[Data]
PR #478, opened 2015-10-19
tp-qemu: floppy.py: add glusterfs support.

CongSmile:

id: 1270741

### DIFF
--- a/qemu/tests/floppy.py
+++ b/qemu/tests/floppy.py
@@ -5,6 +5,7 @@ import sys
 import re
 
 import aexpect
+import tempfile
 
 from autotest.client import utils
 from autotest.client.shared import error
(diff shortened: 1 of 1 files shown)


spcui:
only add glusterfs, how about ceph and iscsi?

CongSmile:
@spcui 

According to the request, there is bug with glusterfs.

[What the task requires]
The required answer is a single number: how many lines above hold the string "qemu".

[Answer to this exercise]
3